暴言とも言える発言の数々を、アルフレートが許すわけがなかった。その場で鼠妖精に謝るようにと命じた。
けれど、その様子を鼻で笑うオスキャル・ミキアン。
注意されて反省するどころか、アルフレートにも酷い言葉をぶつけた。
――【氷の王子様】は、人ならざる者に媚びるしかないですからね。人は、誰一人として相手にしてくれませんから。
その発言に、言葉を失うアルフレート。
痛いところを的確に突いたのだろう。現に、彼の周りに人はいない。
そして、その反応を見て調子に乗ったオスキャル・ミキアンは、とんでもないことを言う。
――溝鼠よ、よく聞くがいい。この村を雪で覆ったのは、この男の仕業だ! お前達は騙されていたのだ!! と。
「――あいつ、なんてことを!!」
自分の行動を棚に上げて、他人に罪を被せるなんて卑怯過ぎる。
そもそも、雪属性と氷属性は違う物で、アルフレートが鼠妖精の村を雪で覆ったなどという話は無理があった。
けれど、魔法の心得えがない者にとっては、似たような物なのだろう。
それにしたって呆れてしまう。
「それで、アルフレートが怒って城を氷漬けに?」
『いえ、その後も領主様は冷静に対処をなさっていました』
『問題はこの先です』
アルフレートは糾弾に対し動揺を見せず、諭すかのようにオスキャル・ミキアンに話しかけた。
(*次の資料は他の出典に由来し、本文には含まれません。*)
PR #597, opened 2022-10-21
Starting architecture for using a reducer.

kshehata:
Hey Manuel! I've started going through the architecture for adding reducer support on this branch. Would you please take a look and let me know if this is heading in the right direction?

Here's what I've done so far:

1. Used the FoundBugException from the previous PRs for capturing state and checking if the bug reproduces.
2. Added an interface for Reducer support. Idea is that eventually that should be made more generic.
3. Moved all of the reducing code that was in Main into an example reducer file. The idea is to eventually replace that with something more robust.

I'm thinking that before merging this should probably be hidden behind a command line flag, but just wanted to get your feedback at this stage.

Thanks!

### DIFF
--- a/src/sqlancer/FoundBugException.java
+++ b/src/sqlancer/FoundBugException.java
@@ -3,17 +3,16 @@ package sqlancer;
 import sqlancer.sqlite3.SQLite3GlobalState;
 
 public class FoundBugException extends RuntimeException {
+    private static final long serialVersionUID = 1L;
+    private final Reproducer reproducer;
 
     public interface Reproducer {
-        public abstract boolean bugStillTriggers(SQLite3GlobalState globalState);
+        boolean bugStillTriggers(SQLite3GlobalState globalState);
 
-        public default void outputHook(SQLite3GlobalState globalState) {
+        default void outputHook(SQLite3GlobalState globalState) {
 
         }
     }
-
-    private static final long serialVersionUID = 1L;
-    private Reproducer reproducer;
 
     public FoundBugException(String string, Reproducer reproducer) {
         super(string);
--- a/src/sqlancer/FoundBugException.java
+++ b/src/sqlancer/FoundBugException.java
@@ -1,0 +1,27 @@
+package sqlancer;
+
+import sqlancer.sqlite3.SQLite3GlobalState;
+
+public class FoundBugException extends RuntimeException {
+
+    public interface Reproducer {
+        public abstract boolean bugStillTriggers(SQLite3GlobalState globalState);
+
+        public default void outputHook(SQLite3GlobalState globalState) {
+
+        }
+    }
+
+    private static final long serialVersionUID = 1L;
+    private Reproducer reproducer;
+
+    public FoundBugException(String string, Reproducer reproducer) {
+        super(string);
+        this.reproducer = reproducer;
+    }
+
+    public Reproducer getReproducer() {
+        return reproducer;
+    }
+
+}
--- a/src/sqlancer/Main.java
+++ b/src/sqlancer/Main.java
@@ -50,8 +50,6 @@ public final class Main {
     public static final class StateLogger {
 
         private final File loggerFile;
-        private final File reducedFile;
-
         private File curFile;
         private FileWriter logFileWriter;
         public FileWriter currentFileWriter;
@@ -85,7 +83,6 @@ public final class Main {
             }
             ensureExistsAndIsEmpty(dir, provider);
             loggerFile = new File(dir, databaseName + ".log");
-            reducedFile = new File(dir, databaseName + "-reduced.log");
             logEachSelect = options.logEachSelect();
             if (logEachSelect) {
                 curFile = new File(dir, databaseName + "-cur.log");
@@ -123,15 +120,6 @@ public final class Main {
                 } catch (IOException e) {
                     throw new AssertionError(e);
                 }
-            }
-            return logFileWriter;
-        }
-
-        private FileWriter getReducedWriter() {
-            try {
-                logFileWriter = new FileWriter(reducedFile);
-            } catch (IOException e) {
-                throw new AssertionError(e);
             }
             return logFileWriter;
         }
@@ -181,16 +169,6 @@ public final class Main {
                 currentFileWriter.flush();
             } catch (IOException e) {
                 throw new AssertionError();
-            }
-        }
-
-        public void logReduced(StateToReproduce state) {
-            FileWriter logFileWriter = getReducedWriter();
-            printState(logFileWriter, state);
-            try {
-                logFileWriter.close();
-            } catch (IOException e) {
-                throw new AssertionError(e);
             }
         }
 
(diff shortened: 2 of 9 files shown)


src/sqlancer/Main.java
```diff
@@ -124,6 +127,17 @@ private FileWriter getLogFileWriter() {
             return logFileWriter;
         }
 
+        private FileWriter getReducedWriter() {
+            // if (logFileWriter == null) {
```
mrigger, line 131: perhaps you can remove the comment?

src/sqlancer/Main.java
```diff
@@ -172,6 +186,17 @@ private void write(Loggable loggable) {
             }
         }
 
+        public void logReduced(StateToReproduce state) {
+            FileWriter logFileWriter = getReducedWriter();
+            printState(logFileWriter, state);
+            try {
+                logFileWriter.close();
+            } catch (IOException e) {
+                // TODO Auto-generated catch block
```
mrigger, line 195: here, we could throw an `AssertionError` instead.

src/sqlancer/Main.java
```diff
@@ -312,30 +345,30 @@ public void run() throws Exception {
...
                 try {
-                    logger.getCurrentFileWriter().close();
-                    logger.currentFileWriter = null;
-                } catch (IOException e) {
-                    throw new AssertionError(e);
+                    provider.generateAndTestDatabase(state);
+
+                } catch (FoundBugException e) {
+                    try {
+                        logger.getCurrentFileWriter().close();
```
mrigger, line 353: This seems quite hacky (perhaps part of my initial prototype implementation), not sure if there is a better way to implement this functionality.

src/sqlancer/Main.java
```diff
@@ -490,6 +523,7 @@ private boolean run(MainOptions options, ExecutorService execService,
                     DBMSExecutor<?, ?, ?> executor = executorFactory.getDBMSExecutor(databaseName, r);
                     try {
                         executor.run();
+                        System.out.println("Executor completed!");
```
mrigger, line 526: I think we should not check-in this line.

src/sqlancer/ReducerExample.java
```diff
@@ -0,0 +1,120 @@
...
+        do {
+            observedChange = false;
+            knownToReproduceBugStatements = tryReduction(state, reproducer, newGlobalState,
+            knownToReproduceBugStatements, (candidateStatements, i) -> {
+                candidateStatements.remove((int) i);
+                return true;
+            });
+        } while (observedChange);
+
+        for (String s : TOKENS) {
```
mrigger, line 48: For an initial implementation, I'd suggest keeping it general and simple, by only removing complete statements. This might simplify the implementation.

mrigger (commented):
Thanks, Kareem! This PR definitely goes in the right direction.

I agree that it would be a good idea to hide things behind an option flag.

What do you think of a PR that adds the essential classes and interfaces (like `FoundBugException` or `Reducer`) and adopts the `FoundBugException` without actually changing any of the visible behavior, and then a follow-up PR that adopts the new classes and the reducer? I believe we could merge the first PR rather quickly.

To avoid the formatting-check error, you can execute `mvn formatter:format` (and perhaps check whether `mvn verify -DskipTests=True` results in any errors.

src/sqlancer/Main.java
kshehata: Removed.

src/sqlancer/Main.java
kshehata: Removed.

src/sqlancer/Main.java
kshehata: TBH, I don't understand enough of how Main works. This is taken from your original prototype, and I'm open to suggestions for how to do it better!

src/sqlancer/Main.java
kshehata: Sorry about that, removed!

src/sqlancer/ReducerExample.java
kshehata: Done.

kshehata:
Sure thing! I've removed any externally visible changes that I can see and hidden it behind a command line flag. I've also fixed the formatting and PMD problems. Is this simple enough to move forward with, or is there more that needs to be deferred?

src/sqlancer/FoundBugException.java
```diff
@@ -0,0 +1,26 @@
+package sqlancer;
+
+import sqlancer.sqlite3.SQLite3GlobalState;
+
+public class FoundBugException extends RuntimeException {
+    private static final long serialVersionUID = 1L;
+    private final Reproducer reproducer;
+
+    public interface Reproducer {
+        boolean bugStillTriggers(SQLite3GlobalState globalState);
```
mrigger, line 10: Just noticed that this is SQLite-specific. Would it be possible to use generics here?

src/sqlancer/ReducerExample.java
```diff
@@ -0,0 +1,89 @@
...
+import java.util.ArrayList;
+import java.util.List;
+import java.util.function.BiFunction;
+import java.util.stream.Collectors;
+
+import sqlancer.FoundBugException.Reproducer;
+import sqlancer.common.query.Query;
+import sqlancer.sqlite3.SQLite3GlobalState;
+
+public class ReducerExample<G extends GlobalState<O, ?, C>, O extends DBMSSpecificOptions<?>, C extends SQLancerDBConnection>
```
mrigger, line 12: Perhaps `SimpleReducer` or `StatementReducer` is a better name? No need to address this in this PR.

src/sqlancer/sqlite3/gen/ddl/SQLite3IndexGenerator.java
```diff
@@ -44,6 +44,7 @@ private SQLQueryAdapter create() throws SQLException {
         errors.add("non-deterministic use of date() in an index");
         errors.add("non-deterministic use of datetime() in an index");
         errors.add("The database file is locked");
+        errors.add("Abort due to constraint violation");
```
mrigger, line 47: Is this added error intended? I suspect that this might be for an older or more recent version of SQLite that we are currently testing?

mrigger (commented):
Great, thanks! Could have a look at the comments (the one about the change in the index generator and SQLite-specific class in the `Reproducer` interface), and see if it is possible to address them easily or not? After that, we can merge the PR - please rebase on the latest master branch.

For code style violations in future PRs, it would be great if you could amend the changes to the commit that introduced them (see https://github.com/sqlancer/sqlancer/blob/master/CONTRIBUTING.md#commit-history).

src/sqlancer/ReducerExample.java
kshehata: Done.

src/sqlancer/sqlite3/gen/ddl/SQLite3IndexGenerator.java
kshehata: No, I think this was an artifact of a merge or something previous. I've removed it.

src/sqlancer/FoundBugException.java
kshehata: I'm trying to replace with the generics now but I'm getting all kinds of weird errors. I'll keep working on it, but for now let's assume this is fixed and review everything else.

kshehata:
> Great, thanks! Could have a look at the comments (the one about the change in the index generator and SQLite-specific class in the `Reproducer` interface), and see if it is possible to address them easily or not? After that, we can merge the PR - please rebase on the latest master branch.

I've rebased to master (BTW: consider [renaming to main](https://www.zdnet.com/article/github-to-replace-master-with-main-starting-next-month/) when you get a chance). I'm working on the generics now, but let's move ahead with the review to make sure there are no other issues that need to be addressed.

> For code style violations in future PRs, it would be great if you could amend the changes to the commit that introduced them (see https://github.com/sqlancer/sqlancer/blob/master/CONTRIBUTING.md#commit-history).

I'm not sure I understand. You'd like me to modify a previous commit to address a comment? But then how would you see what changes I've made since you last reviewed, wouldn't that make more work for you? Why not just squash the whole branch before merging?

src/sqlancer/FoundBugException.java
kshehata: Just realized a fatal problem in our design: [Throwables cannot be Generic](https://stackoverflow.com/questions/501277/why-doesnt-java-allow-generic-subclasses-of-throwable). As such, I don't think we can keep a reference to a generic Reproducer without throwing away the generic type info, which is problematic. I think we'll need to rethink how this all works if we're to make this properly generic, and probably move away from using Exceptions for finding bugs.

mrigger:
> > Great, thanks! Could have a look at the comments (the one about the change in the index generator and SQLite-specific class in the `Reproducer` interface), and see if it is possible to address them easily or not? After that, we can merge the PR - please rebase on the latest master branch.
> 
> I've rebased to master (BTW: consider [renaming to main](https://www.zdnet.com/article/github-to-replace-master-with-main-starting-next-month/) when you get a chance). I'm working on the generics now, but let's move ahead with the review to make sure there are no other issues that need to be addressed.

Yes, performing the rename has been on my todo list for a while now. Should we merge the PR for now, or would you like to first address this properly?

> 
> > For code style violations in future PRs, it would be great if you could amend the changes to the commit that introduced them (see https://github.com/sqlancer/sqlancer/blob/master/CONTRIBUTING.md#commit-history).
> 
> I'm not sure I understand. You'd like me to modify a previous commit to address a comment? But then how would you see what changes I've made since you last reviewed, wouldn't that make more work for you? Why not just squash the whole branch before merging?

I was referring to the code style violations. Squashing as an alternative also sounds good.

mrigger (approved):
LGTM! Would you like that we merge the PR now, or after we found a way to address the generics issue? Either is fine with me.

周囲には、森で雪の精霊を銃で撃ったという話をしていたという件については、そんな事実はないと否定される。
夜逃げをしたことについても、別荘で休養を取っていたが、帰ろうとしたところ吹雪で村に入れなくなり、気が付いたら領主の座を乗っ取られていたと主張していたらしい。
アルフレートは心底呆れ、別の日に王都から第三者を呼び、話し合いの場を設ける提案をした。
だがしかし、オスキャル・ミキアンはこの場で答えをだしたいと言った。
一つだけ、判断は第三者にという提案は受け入れる。
村長と局長に、どちらが領主に相応しいか聞いてきたのだ。
当然ながら、二人はアルフレートこそ領主に相応しいと、迷わずに答えた。
『私達に前領主様は言いました。<馬鹿な奴らだ、氷の王子の魔に魅せられ、洗脳されている>、と』
「そんな、酷い……」
『さすがの領主様も、お怒りになられて――』
アルフレートとオスキャル・ミキアンは激しい言い合いを始めた。
鼠妖精を貶められ、感情が高ぶったアルフレートは、魔力を暴走させる。
『ガタガタと建物自体が揺れて、床から氷結していきました……』
それを目の当たりにしたオスキャル・ミキアンは、やはり村の異常気象の原因はアルフレートにあると、勝利宣言のように言っていたとか。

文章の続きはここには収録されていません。